Economia projetada versus realidade

O PDV foi estruturado como uma das principais ferramentas para reduzir a rigidez da estrutura de custos da estatal. A projeção inicial apontava uma economia anual de R$ 2,1 bilhões, com impacto pleno a partir de 2028.

No entanto, com a adesão reduzida, a economia deve alcançar cerca de 40% do valor previsto inicialmente. Ainda assim, os números mostram algum avanço:

  • Economia registrada em 2025: R$ 147,1 milhões
  • Projeção para 2026: R$ 775,7 milhões
  • Total de desligamentos no PDV 2024/2025: 3.756 empregados

Esses dados indicam que, embora relevante, o impacto do programa ficou aquém do necessário para enfrentar o déficit acumulado.

Por que o PDV não atraiu mais funcionários?

Especialistas em gestão pública apontam alguns fatores que podem explicar a baixa adesão:

  • Insegurança no mercado de trabalho atual
  • Benefícios considerados insuficientes para incentivar a saída
  • Estabilidade relativa do emprego público
  • Expectativa de novas rodadas com condições melhores

Esse cenário não é exclusivo dos Correios. Programas semelhantes em outras estatais brasileiras também enfrentaram dificuldades para atingir metas ambiciosas.

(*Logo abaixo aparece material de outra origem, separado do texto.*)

PR #5241, opened 2018-03-16
[audio] Fixed stop currently playing streams

cweitkamp:
- Added `@Nullable` for `play(audioStream, ...)` methods in `AudioManager` API
- Added annotations for `AudioSink` API
- Removed  redundant `ǹull` checks

This fix reverts a regression introduced with #4963 . It wasn't possible to stop currently playing stream anymore.

### DIFF
--- a/bundles/core/org.eclipse.smarthome.core.audio.test/src/test/groovy/org/eclipse/smarthome/core/audio/test/AudioManagerTest.groovy
+++ b/bundles/core/org.eclipse.smarthome.core.audio.test/src/test/groovy/org/eclipse/smarthome/core/audio/test/AudioManagerTest.groovy
@@ -37,16 +37,19 @@ public class AudioManagerTest extends AudioOSGiTest {
     }
 
     @Test
-    public void 'null streams are not processed'(){
+    public void 'null streams are processed'(){
         registerSink()
 
         audioManager.play(null, audioSinkFake.getId())
 
-        waitForAssert({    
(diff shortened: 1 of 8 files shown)


bundles/core/org.eclipse.smarthome.core.audio.test/src/test/groovy/org/eclipse/smarthome/core/audio/test/AudioManagerTest.groovy
```diff
@@ -36,10 +36,17 @@ public class AudioManagerTest extends AudioOSGiTest {
...
+    @Test
     public void 'null streams are not processed'(){
         registerSink()
+
         audioManager.play(null, audioSinkFake.getId())
+
+        waitForAssert({    
+            assertThat "null stream was processed",    
+                    audioSinkFake.isStreamProcessed,
+                    is(false)
```
htreu: The JavaDoc says that `null` streams should stop the current running stream. Isn't this also a sort of processing? Maybe the `AudioSinkFake` should indicate that the fake stream was stopped and the test should not talk about "not processed". wdyt?

cweitkamp: Yes, I saw this too. We should indicate whether a processed stream is playing or not.

Issue #5182, opened 2018-03-05
Remove ServiceTracker from BaseThingHandler


htreu:
The abstract `BaseThingHandler` uses OSGi ServiceTrackers to gain access to the Thing-, Link- and TypeTypeRegistry and to the ConfigDescriptionValidatorService. It also holds a reference to the BundleContext.
We don't want bindings to access these services directly but restrict the access and encapsulate it in the ThingHandlerCallback.

lolodomo:
I search which are the bindings using thingRegistry from `BaseThingHandler` and I found only 2:

- Sonos binding in ESH: it is to get the thing handler of a Sonos group coordinator
- Allplay binding in OH2

I found 3 other bindings in OH2 using directly `ThingRegistry`:

- Powermax binding: it is for the console extension => normal I think
- amazon echo control binding
- neeo IO binding: I don't know why but this binding requires all the ESH registries !

This would be interesting to check if there is not a conception problem with the neeo binding.

lolodomo:
@tmrobert8 : can you comment regarding the neeo binding please ?

kaikreuzer:
The NEEO binding is not a binding in the classical sense - it also includes an IO bundle, i.e. it exposes the entire openHAB to an external system; for this reason it requires access to quite some registries.
It definitely is no code people should look at when they want to learn how to implement a pure binding!

tmrobert8:
@lolodomo - @kaikreuzer pretty succinctly stated the IO portion usage and I don't have much more to add.  Please let me know if you need any more details..

lolodomo:
I found 2 other bindings using the `ThingRegistry` (not through `BaseThingHandler`):

- Zigbee binding: it is for the console extension (like the Powermax binding) => normal I think
- Zwave binding

To comeback to the original topic (removing `thingRegistry` from `BaseThingHandler` or not exposing it), I can find 2 possible workarounds for the Sonos and AllPlay bindings:

1. Declare the link to ThingRegistry in the binding itself
2. Add and expose a method `getAllThings` in the `BaseThingHandler` that will return the list of all things supported by the binding. This solution suppose that `thingRegistry` is not removed from `BaseThingHandler` but only made hidden (private).

So, to be clear, if we want to remove `ThingRegistry` from `BaseThingHandler` quickly, we can first implement the solution 1 to the Sonos and AllPlay bindings and then it can be done.

htreu:
[...]

PR #5244, opened 2018-03-17
[core] Removed access to ItemChannelLinkRegistry from BaseThingHandler

cweitkamp:
- Moved `ItemChannelLinkRegistry` from `BaseThingHandler` to `ThingHandlerCallback`

A start for #5182 to make sure my approach goes into the right direction.

CC @htreu @sjka wdyt?

### DIFF
--- a/bundles/core/org.eclipse.smarthome.core.thing/src/main/java/org/eclipse/smarthome/core/thing/binding/BaseThingHandler.java
+++ b/bundles/core/org.eclipse.smarthome.core.thing/src/main/java/org/eclipse/smarthome/core/thing/binding/BaseThingHandler.java
@@ -36,7 +36,6 @@ import org.eclipse.smarthome.core.thing.ThingTypeUID;
 import org.eclipse.smarthome.core.thing.ThingUID;
 import org.eclipse.smarthome.core.thing.binding.builder.ThingBuilder;
 import org.eclipse.smarthome.core.thing.binding.builder.ThingStatusInfoBuilder;
-import org.eclipse.smarthome.core.thing.link.ItemChannelLinkRegistry;
 import org.eclipse.smarthome.core.thing.type.ThingType;
 import org.eclipse.smarthome.core.thing.type.ThingTypeRegistry;
 import org.eclipse.smarthome.core.thing.util.ThingHandlerHelper;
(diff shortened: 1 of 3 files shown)


cweitkamp:
Sounds good. Yes, I will do that.

cweitkamp:
I found some (four) occurrences in the OH2 Z-Way Binding ([ZWayDeviceHandler.java](https://github.com/openhab/openhab2-addons/blob/master/addons/binding/org.openhab.binding.zway/src/main/java/org/openhab/binding/zway/handler/ZWayDeviceHandler.java)) which could be handled by a new method `getChannelLinkedItems()` on the `ThingHandlerCallback`.

https://github.com/openhab/openhab2-addons/blob/4427e1a48a905b4fc42d3bd9d7601b7765c97e20/addons/binding/org.openhab.binding.zway/src/main/java/org/openhab/binding/zway/handler/ZWayDeviceHandler.java#L117

Additionally I found access to the `ItemChannelLinkRegistry` in the unit tests of the ESH Hue Binding ([HueLightHandlerOSGiTest.groovy](https://github.com/eclipse/smarthome/blob/master/extensions/binding/org.eclipse.smarthome.binding.hue.test/src/test/groovy/org/eclipse/smarthome/binding/hue/test/HueLightHandlerOSGiTest.groovy)). I am not sure if we have to remove those now. Maybe in the light of #3305.

maggu2810:
> which could be handled by a new method `getChannelLinkedItems()` on the `ThingHandlerCallback`.

Should the base framework really provide a mechanism that a handler can access the linked items for a channel?
Isn't it something that should normally not be done and so solved by the special handler itself?

htreu:
When I understand the ZWay code right it is about registering the openHAB item names in the physical device's properties. To me this seems to be a nice-to-have feature but not necessarily required to successfully run the binding.
Imho one goal from removing the protected fields someday is also to prohibit access to the items from a binding. So the ZWay code already behaves bad here.

kaikreuzer:
> Should the base framework really provide a mechanism that a handler can access the linked items for a channel?

No, removing the registry from access of the handler is actually specifically in order to avoid that this is done. The only required information should be whether it is linked or not.

cweitkamp:
Let's sum up what has to be done next:
- This PR is fine and I can either extend it or we can merge this one before I will proceed working on #5182.
- Nothing has to be done in the ESH Hue Binding unit tests, yet.
- We will ask the developer(s) of the OH2 Z-Way Binding to remove the use of the `linkRegistry` or shall I do it without permission?

Wdyt?

maggu2810:
As we agree that the handler should normally not access that registry, I think we could merge this PR.
But it would be fair to notify the Z-Way developers that they know about that change.

kaikreuzer:
> shall I do it without permission?

You could create according PRs and have the authors approve it - I would then merge them as soon as the ESH change is available on openHAB side.

kaikreuzer:
@cweitkamp Did you check whether the failing test on Travis is related to this PR?

cweitkamp:
@kaikreuzer Yes, I did. It is not related. Travis complains about #5248 which is solved now. Shall I rebase my branch?

kaikreuzer:
No need, I will simply restart Travis (which by itself does a rebase on master for the build).

PR #5254, opened 2018-03-19
[webaudio] Switched to auto-generated DS descriptor and minor Improvements

cweitkamp:
- Switched to auto-generated DS descriptor
- Minor code improvements


sjka:
Thanks!

PR #5265, opened 2018-03-20
Refactor service trackers

lpapazow:
As discussed [here](https://github.com/openhab/static-code-analysis/issues/265), I added these abstract classes as suppressions for the `DeclarativeServicesDependencyInjectionCheck`. 

This check was also triggered by the `RESTActivator` class. Instead of having a `localeProviderTracker` in the `RESTActivator` and have a `LocaleUtil` class that uses the RESTActivator's `getLocale`, I changed `LocaleUtil` to use DS and removed the `RESTActivator`.

If you think this change is unnecessary or potentially dangerous, I could revert it and just add the RESTActivator class as a suppression.


maggu2810:
As you already refactored it, why not doing it a little bit more the OSGi way.
* drop immediate activation of `LocaleService`
* make the `Locale getLocale(String acceptLanguageHttpHeader)` method non static
* the components / REST resources could require a mandatory reference for `LocaleService` (as the locale service itself is using a dynamic reference to the provider it can be activated all the time)

No need for an activator or access a static method of a service class.

WDYT?

lpapazow:
@maggu2810, I agree completely, having a mandatory reference and non staitic methods in the LocaleService seems like a way better idea.

@htreu, after this [commit](https://github.com/eclipse/smarthome/commit/b3933fa4ca29e6624db8f8b98f35552afbf3a3bb) the `getContext` method is no longer used and the only place the `getLocale` method is used is the LocaleUtil class. Could you please clarify if this is what you mean by API breaking and do you think refactoring the code in the way maggu proposed would be ok?

htreu:
@lpapazow yes you are right. I just realised that RESTActivator is internal. And I second @maggu2810's idea to drop static stiff completely and make use of the new component throughout the REST components.

lpapazow:
I added a mandatory reference for LocaleService in the REST resources. Some of them didn't use the `@Component` annotation but used the xml files in `OSGI-INF` folder instead. I refactored all of the classes that now require LocaleService to use annotations , and then I refactored all the other classes in those bundles to use annotations, deleted all the redundant .xml files and added .gitignore files in a seperate commit.

bundles/automation/org.eclipse.smarthome.automation.rest/META-INF/MANIFEST.MF
```diff
@@ -17,5 +17,6 @@ Import-Package:
  org.eclipse.smarthome.config.core,
  org.eclipse.smarthome.core.common.registry,
  org.eclipse.smarthome.io.rest,
+ org.osgi.service.component.annotations,
```
maggu2810: IIRC there has been a commit some time ago that removes all that imports.
Annotations does not need to be present at runtime (by the JVM) and the one here are known to be used at build time only.

bundles/automation/org.eclipse.smarthome.automation.rest/src/main/java/org/eclipse/smarthome/automation/rest/internal/ModuleTypeResource.java
```diff
@@ -73,6 +80,15 @@ protected void unsetModuleTypeRegistry(ModuleTypeRegistry moduleTypeRegistry) {
         this.moduleTypeRegistry = null;
     }
 
+    @Reference(cardinality=ReferenceCardinality.MANDATORY, policy=ReferencePolicy.STATIC)
```
maggu2810: `cardinality=ReferenceCardinality.MANDATORY, policy=ReferencePolicy.STATIC` is default, so no need to set it explicit.
Can you remove it here and on other places

bundles/io/org.eclipse.smarthome.io.rest.core/src/main/java/org/eclipse/smarthome/io/rest/core/internal/item/ItemResource.java
```diff
@@ -176,6 +178,15 @@ protected void unsetDTOMapper(DTOMapper dtoMapper) {
         this.dtoMapper = dtoMapper;
     }
 
+    @Reference(cardinality=ReferenceCardinality.MANDATORY, policy=ReferencePolicy.STATIC)
+    protected void setLocaleService(LocaleService localeService) {
+        this.localeService = localeService;
+    }
+    
+    protected void unsetLocaleService(LocaleService localeService) {
+        this.localeService = null;
```
htreu: with this you should have an error in your IDE: `Null type mismatch: required '@NonNull LocaleService' but the provided value is null`

bundles/io/org.eclipse.smarthome.io.rest.core/src/main/java/org/eclipse/smarthome/io/rest/core/internal/item/ItemResource.java
```diff
@@ -130,6 +131,7 @@
     @NonNullByDefault({})
     private DTOMapper dtoMapper;
     private final Set<ItemFactory> itemFactories = new HashSet<>();
+    private LocaleService localeService;
```
htreu: Here you should have an error in your IDE: `The @NonNull field localeService may not have been initialized`
You can circumvent this by adding the `@NonNullByDefault({})` annotation here. This will basically exclude the field from the null annotation checks.

bundles/io/org.eclipse.smarthome.io.rest.core/src/main/java/org/eclipse/smarthome/io/rest/core/internal/item/ItemResource.java
```diff
@@ -65,7 +65,8 @@
 import org.eclipse.smarthome.core.types.TypeParser;
 import org.eclipse.smarthome.io.rest.DTOMapper;
 import org.eclipse.smarthome.io.rest.JSONResponse;
-import org.eclipse.smarthome.io.rest.LocaleUtil;
+import org.eclipse.smarthome.io.rest.LocaleServiceImpl;
```
htreu: this import is reported to be unsed, please remove.

bundles/io/org.eclipse.smarthome.io.rest/src/main/java/org/eclipse/smarthome/io/rest/LocaleService.java
```diff
@@ -0,0 +1,9 @@
+package org.eclipse.smarthome.io.rest;
```
htreu: license header missing

bundles/io/org.eclipse.smarthome.io.rest/src/main/java/org/eclipse/smarthome/io/rest/LocaleService.java
```diff
@@ -0,0 +1,9 @@
...
+
+import java.util.Locale;
+
+public interface LocaleService {
```
htreu: JavaDoc & author tag missing

bundles/io/org.eclipse.smarthome.io.rest/src/main/java/org/eclipse/smarthome/io/rest/LocaleService.java
```diff
@@ -0,0 +1,9 @@
...
+
+    public Locale getLocale(String acceptLanguageHttpHeader);
```
htreu: methods on public interfaces are public by default, please remove the keyword.

htreu:
Lets wait for rebase and Travis, I guess we are good to go then.

sjka:
@lpapazow friendly ping

lpapazow:
Thanks for the reminder, I've rebased the branch.

maggu2810:
@htreu Have your requested changes been applied.

maggu2810:
> All injected services to a REST resource have to be referenced optional/dynamic to allow the resource to resolve anytime.

Why?

sjka:
To avoid having jersey rebuilds the entire universe again and again - see #2320

htreu:
>> All injected services to a REST resource have to be referenced optional/dynamic to allow the resource to resolve anytime.

> Why?

The REST framework jersey is not able to restart single resources in case a dependency gets registered/unregistered. So all resources get restarted every time dependent services register/unregister. The relevant change was introduced with https://github.com/eclipse/smarthome/pull/2320.

maggu2810:
Thank you both for point me the respective PR.
Now I remember again. :wink:

lpapazow:
I made the requested changes, sorry for taking so long.

bundles/io/org.eclipse.smarthome.io.rest/src/main/java/org/eclipse/smarthome/io/rest/LocaleServiceImpl.java
```diff
@@ -0,0 +1,93 @@
...
+ * @author Markus Rathgeb - Use locale provider
+ * @author Martin Herbst - Support of different language definition variants
+ * @authro Lyubomir Papazov - Add component annotation, rename the class to LocaleService and add method tryGetLocale
+ */
+@Component
+public class LocaleServiceImpl implements LocaleService {
+
+    private static final Logger logger = LoggerFactory.getLogger(LocaleServiceImpl.class);
+
+    private static LocaleProvider localeProvider;
```
maggu2810: * remove `static`
* add `volatile`

bundles/io/org.eclipse.smarthome.io.rest/src/main/java/org/eclipse/smarthome/io/rest/LocaleServiceImpl.java
```diff
@@ -0,0 +1,93 @@
...
+ *
+ * @author Dennis Nobel - Initial contribution
+ * @author Markus Rathgeb - Use locale provider
+ * @author Martin Herbst - Support of different language definition variants
+ * @authro Lyubomir Papazov - Add component annotation, rename the class to LocaleService and add method tryGetLocale
+ */
+@Component
+public class LocaleServiceImpl implements LocaleService {
+
+    private static final Logger logger = LoggerFactory.getLogger(LocaleServiceImpl.class);
```
maggu2810: * remove `static`

bundles/automation/org.eclipse.smarthome.automation.rest/src/main/java/org/eclipse/smarthome/automation/rest/internal/TemplateResource.java
```diff
@@ -48,13 +52,16 @@
  */
 @Path("templates")
 @Api("templates")
+@Component(service = { RESTResource.class, TemplateResource.class })
```
maggu2810: Why do you need to export the the implementation class itself as service (has not been done before)?

bundles/automation/org.eclipse.smarthome.automation.rest/src/main/java/org/eclipse/smarthome/automation/rest/internal/ModuleTypeResource.java
```diff
@@ -58,13 +62,16 @@
  */
 @Path("module-types")
 @Api("module-types")
+@Component(service = { RESTResource.class, ModuleTypeResource.class })
```
maggu2810: Why do you declare and so export the class itself as provided service?

bundles/automation/org.eclipse.smarthome.automation.rest/src/main/java/org/eclipse/smarthome/automation/rest/internal/RuleResource.java
```diff
@@ -76,6 +80,7 @@
  */
 @Path("rules")
 @Api("rules")
+@Component(service = { RESTResource.class, RuleResource.class })
```
maggu2810: Why do you declare and so export the class itself as provided service?

bundles/io/org.eclipse.smarthome.io.rest.voice/src/main/java/org/eclipse/smarthome/io/rest/voice/internal/VoiceResource.java
```diff
@@ -55,7 +55,7 @@
  *
  * @author Kai Kreuzer - Initial contribution and API
  */
-@Component
+@Component(service = { RESTResource.class, VoiceResource.class })
```
maggu2810: Why do you declare and so export the class itself as provided service?

bundles/io/org.eclipse.smarthome.io.rest/src/main/java/org/eclipse/smarthome/io/rest/LocaleServiceImpl.java
htreu: Do you claim `volatile` here because `localeProvider` is a dynamic reference and can be changed any time? Other threads holding a LocaleService need to check with the main copy then, correct?

maggu2810: Correct.
For dynamic references volatile or atomic references should be used.
If you want to spend your time in reading some discussion about: https://github.com/eclipse/smarthome/pull/3617
:wink:

kaikreuzer:
@lpapazow Any update on this?

bundles/automation/org.eclipse.smarthome.automation.rest/src/main/java/org/eclipse/smarthome/automation/rest/internal/TemplateResource.java
lpapazow: I changed it because of this [comment](https://github.com/eclipse/smarthome/pull/5265#discussion_r188225858)

bundles/automation/org.eclipse.smarthome.automation.rest/src/main/java/org/eclipse/smarthome/automation/rest/internal/ModuleTypeResource.java
lpapazow: Changed because of [this](https://github.com/eclipse/smarthome/pull/5265#discussion_r188215435)

bundles/automation/org.eclipse.smarthome.automation.rest/src/main/java/org/eclipse/smarthome/automation/rest/internal/TemplateResource.java
htreu: Sorry for the confusion. @maggu2810 is completely right, the REST services should be declared to provide only the RESTResource interface. Please update accordingly @lpapazow. Thanks.

kaikreuzer: Sorry to comment so late, but I would actually prefer if you could remove all changes to the automation engine from this PR, because it will cause huge conflicts for #4468, which is already addressing these components as well.

lpapazow: If I want to keep the LocaleService logic, I should injected the locale into the automation RESTResources. Would it be okay to add refererences in the .xml files in the OSGI-INF folder?

kaikreuzer: Oh, I didn't look closely enough to notice that it all is linked to the LocaleService...
No, changing the XML won't be any better wrt conflicts. I guess it is then ok to leave this PR as it is and rather rebase #4468 later on and sync the changes again. @adimova do you agree?

bundles/io/org.eclipse.smarthome.io.rest.sitemap/META-INF/MANIFEST.MF
```diff
@@ -32,6 +32,8 @@ Import-Package:
  org.eclipse.smarthome.ui.items,
  org.glassfish.jersey.media.sse,
  org.glassfish.jersey.server,
+ org.osgi.service.component.annotations,
```
htreu: This dependency is not needed, please remove.

bundles/io/org.eclipse.smarthome.io.rest.sitemap/src/main/java/org/eclipse/smarthome/io/rest/sitemap/internal/SitemapResource.java
```diff
@@ -108,7 +108,7 @@
  * @author Chris Jackson
  * @author Yordan Zhelev - Added Swagger annotations
  */
-@Component(service = { SitemapResource.class, RESTResource.class })
+@Component
```
htreu: This will expose the service with all attached interfaces. Please use `@Component(service = RESTResource.class )` here.

bundles/ui/org.eclipse.smarthome.ui.icon/src/main/java/org/eclipse/smarthome/ui/icon/internal/IconServlet.java
```diff
@@ -41,6 +45,7 @@
  *
  * @author Kai Kreuzer - Initial contribution
  */
+@Component
```
htreu: The original service xml stated also `configuration-policy="optional"` and `modified="modified"`.

bundles/model/org.eclipse.smarthome.model.script/OSGI-INF/voiceaction.xml
```diff
@@ -1,22 +0,0 @@
-<?xml version="1.0" encoding="UTF-8"?>
```
htreu: This file is removed, but I'm missing the annotation at `VoiceActionService`.

htreu:
Only Travis complains. Unfortunately I don't understand why.

kaikreuzer:
I have restarted Travis, now it is green.
@maggu2810 As you still have a "request changes" review open, I leave merging to you.

bundles/ui/org.eclipse.smarthome.ui.icon/src/main/java/org/eclipse/smarthome/ui/icon/internal/IconServlet.java
```diff
@@ -41,6 +47,7 @@
  *
  * @author Kai Kreuzer - Initial contribution
  */
+@Component(configurationPolicy = ConfigurationPolicy.OPTIONAL)
```
maggu2810: > If not specified, the OPTIONAL configuration policy is used. 

On no other places we set the configuration policy to optional explicit, why here?

bundles/io/org.eclipse.smarthome.io.rest.sitemap/META-INF/MANIFEST.MF
```diff
@@ -35,3 +35,4 @@ Import-Package:
  org.osgi.framework,
  org.slf4j
 Service-Component: OSGI-INF/*.xml
+Bundle-ActivationPolicy: lazy
```
maggu2810: Not needed

bundles/ui/org.eclipse.smarthome.ui.icon/src/main/java/org/eclipse/smarthome/ui/icon/internal/IconServlet.java
htreu: It was defined like that in the original service XML, see https://github.com/eclipse/smarthome/pull/5265#discussion_r197353799.

In case its optional I suggest addressing this in another PR for better traceability.

maggu2810: @htreu What do you want to trace?
We migrate to the component annotations.
The annotations have default values, that does not need to be set explicitly.
We have requested to drop implicit values all the time (in this PR and all the others) if we found their usage in the review. Don't you remember on the comments about dropping the mandatory (1..1) reference and the static policy because it is the default value of the annotation? It does not matter, if this has been part of the XML before (e.g. https://github.com/eclipse/smarthome/pull/5265/files#diff-46cb4a3fb85d0b0057a3f9264fc8da74L18).

htreu: Alright, thanks for the implicit explanation that `configurationPolicy = ConfigurationPolicy.OPTIONAL` is the default :-)
@lpapazow please drop it as requested.

htreu:
Thanks @lpapazow for the update.
@maggu2810 this one should be good to go.

sjka:
I flagged this as APIBreaking because of the vanished `LocaleUtil`.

Plano de reestruturação: contexto e desafios

Déficit bilionário exige mudanças profundas

O PDV faz parte de um plano mais amplo de reestruturação aprovado em novembro do ano passado, após a estatal registrar um déficit de R$ 8,5 bilhões em 2025. Esse resultado pressionou a empresa a adotar medidas emergenciais e estruturais.

A primeira fase do plano teve foco na organização financeira, incluindo:

  • Regularização de pagamentos atrasados
  • Reestruturação do fluxo de caixa
  • Recuperação da previsibilidade financeira

Captação de recursos e recuperação de credibilidade

Para garantir liquidez imediata, os Correios captaram R$ 12 bilhões em crédito junto a um pool de bancos. Segundo a empresa, essa operação foi essencial para:

  • Quitar dívidas com fornecedores
  • Normalizar contratos com terceirizados
  • Restabelecer a confiança no mercado

Esse tipo de estratégia é comum em processos de turnaround corporativo, especialmente em empresas com grande passivo acumulado.

Medidas complementares já estão em andamento

Venda de ativos ociosos

Além do PDV, a estatal aposta em outras frentes para melhorar sua saúde financeira. Uma das principais é a realização de leilões de imóveis sem uso operacional.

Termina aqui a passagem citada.